朱由校当然不会认为深宫中的老女人,能有这么大的势力。
郑贵妃要是有这能力,当初就不会让泰昌皇帝顺利登基了。
“那老夫也不知道是谁了,昨晚不是抓到了不少俘虏吗?锦衣卫的刑具不是特别厉害吗?陛下大可以严刑拷打啊,就跟当初对付杨涟、左光斗、袁化中、魏大中、周朝瑞、顾大章一样。”
韩爌对着远处各式各样的刑具指指点点,言语中带着深深的怒气。
这六人被称为东林六君子,也是东林党的灵魂人物。
其中杨涟最惨,每隔五天就被许显纯严刑拷问一次,以至皮开肉绽、牙齿脱落。
经此酷刑,杨涟仍是不按魏忠贤的心思招供,到最后,许显纯直接用大铁钉钉入杨涟的头颅,将其折磨至死。
“侯指挥使,那里的刑具应该就是当初折磨杨涟的那套吧?”韩爌手指着刑具,慨然笑道:“老夫也想试试,看能否有杨涟那般的硬骨头。”
侯虎涛不知如何回答,只能将目光转到朱由校身上。
“东林党确实不缺硬骨头!”
朱由校先是夸赞,又转而笑道:“可都是一些误国而不自知之辈!”
“陛下此言何意?”韩爌满脸都是不服,驳斥道:“我东林党人何曾出过误国之人?”
朱由校笑道:“你对于矿税、商税如何看?”
“此乃与民争利也!”韩爌断言道。
“民?”
朱由校轻笑一声,双目中全是嘲讽之意,“你口中的民是哪种民?是身家数万,不事生产的商人?还是田亩无数的大地主?又或者是已经忘了在土里刨食的佃户?”
“这些难道不都是陛下之民吗?”韩爌不解道:“陛下身为九五之尊,难道不应该对万民一视同仁吗?土里刨食的百姓不容易,难道有田有地的士绅就活该倒霉吗?陛下难道忘了,两宋之所以稳定,是因为天子与士大夫共治天下吗?”
此时,周延儒也跟着说道:“陛下,要想国泰民安,天下大治,靠的可不是贩夫走卒,而是遍及大明的士绅。”

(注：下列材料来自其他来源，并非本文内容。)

PR #724, opened 2024-05-21
Small fixes for collection types in configuration proxies:

### LINKED ISSUE #491: ConfigProxyFactory support @DefaultValue for Collections

### LINKED ISSUE #681: Add support for returning collections in parameterized properties
While normal properties support returning collections via the ConfigProxyFactory, parameterized properties do not.

e.g.
```
@Configuration
interface Foo {
  @PropertyName(name = "foo.bar.${0}")
  Set<String> getFooBarSet(String s);
}
```

rgallardo-netflix:
* Enable usage of the @DefaultValue annotation for methods with collection return types. Fixes: #491
* Enable usage of collection types in parametrized properties. Fixes: #681


akang31 (approved):
Looks great, thanks for the thorough tests!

“陛下治国,应该秉持公心,对天下万民都一视同仁。”韩爌补充道。
两人振振有词,好似都说得极有道理。
朱由校也不和他们争辩,反而问道:“以史为镜可以知兴废,两位以为汉以何亡?”
“当然是皇帝宠信宦官,以至于民不聊生。”韩爌答道。
周延儒微微点头,也赞同这个说法。
朱由校笑道:“有没有可能是因为百姓吃不饱饭了,在饿死和造反之间,选择了造反?”
韩爌道:“那也是因为汉朝皇帝宠信奸逆宦官在先。”
周延儒跟着说道:“秦亡于六朝贵族,汉亡于大权旁落,隋亡于好大喜功,唐亡于藩镇割据,宋亡于异族入侵,和那些泥腿子百姓有什么关系?”
话不投机半句多!
改变一个人最难的是改变其思想。
朱由校也懒得和两个将死之人继续争论下去,起身说道:“既然两位都不交代刺客何来,那朕也不必浪费时间了。”
眼见皇帝要走,周延儒站不住了,连忙说道:“陛下,臣虽然不确定幕后主使是谁,但却有一个怀疑之人。”
“说吧?”
朱由校重新坐了回去,摆出一副侧耳倾听的模样。